Material to process Start Marker

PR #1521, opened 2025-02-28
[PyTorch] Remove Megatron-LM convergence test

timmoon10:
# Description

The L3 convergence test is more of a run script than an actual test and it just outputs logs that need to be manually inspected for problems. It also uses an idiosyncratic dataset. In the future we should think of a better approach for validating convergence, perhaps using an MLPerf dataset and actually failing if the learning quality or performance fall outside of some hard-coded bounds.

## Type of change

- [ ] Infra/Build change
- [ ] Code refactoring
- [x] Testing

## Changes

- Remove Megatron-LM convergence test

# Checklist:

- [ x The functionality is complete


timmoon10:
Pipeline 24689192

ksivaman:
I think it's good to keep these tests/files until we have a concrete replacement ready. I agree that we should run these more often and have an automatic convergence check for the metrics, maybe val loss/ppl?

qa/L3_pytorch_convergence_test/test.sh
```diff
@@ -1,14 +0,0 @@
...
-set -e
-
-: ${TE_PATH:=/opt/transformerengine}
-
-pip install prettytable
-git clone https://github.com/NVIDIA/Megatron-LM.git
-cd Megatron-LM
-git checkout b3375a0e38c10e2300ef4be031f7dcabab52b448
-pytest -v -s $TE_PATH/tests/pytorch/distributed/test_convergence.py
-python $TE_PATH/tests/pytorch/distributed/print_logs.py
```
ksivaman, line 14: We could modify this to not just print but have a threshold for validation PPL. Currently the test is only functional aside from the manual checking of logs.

Material to process End Marker

What this task involves |
Return all of the entries exactly as written.

Answer to this problem |
PR #1521, opened 2025-02-28
[PyTorch] Remove Megatron-LM convergence test

timmoon10:
# Description

The L3 convergence test is more of a run script than an actual test and it just outputs logs that need to be manually inspected for problems. It also uses an idiosyncratic dataset. In the future we should think of a better approach for validating convergence, perhaps using an MLPerf dataset and actually failing if the learning quality or performance fall outside of some hard-coded bounds.

## Type of change

- [ ] Infra/Build change
- [ ] Code refactoring
- [x] Testing

## Changes

- Remove Megatron-LM convergence test

# Checklist:

- [ x The functionality is complete


timmoon10:
Pipeline 24689192

ksivaman:
I think it's good to keep these tests/files until we have a concrete replacement ready. I agree that we should run these more often and have an automatic convergence check for the metrics, maybe val loss/ppl?

qa/L3_pytorch_convergence_test/test.sh
```diff
@@ -1,14 +0,0 @@
...
-set -e
-
-: ${TE_PATH:=/opt/transformerengine}
-
-pip install prettytable
-git clone https://github.com/NVIDIA/Megatron-LM.git
-cd Megatron-LM
-git checkout b3375a0e38c10e2300ef4be031f7dcabab52b448
-pytest -v -s $TE_PATH/tests/pytorch/distributed/test_convergence.py
-python $TE_PATH/tests/pytorch/distributed/print_logs.py
```
ksivaman, line 14: We could modify this to not just print but have a threshold for validation PPL. Currently the test is only functional aside from the manual checking of logs.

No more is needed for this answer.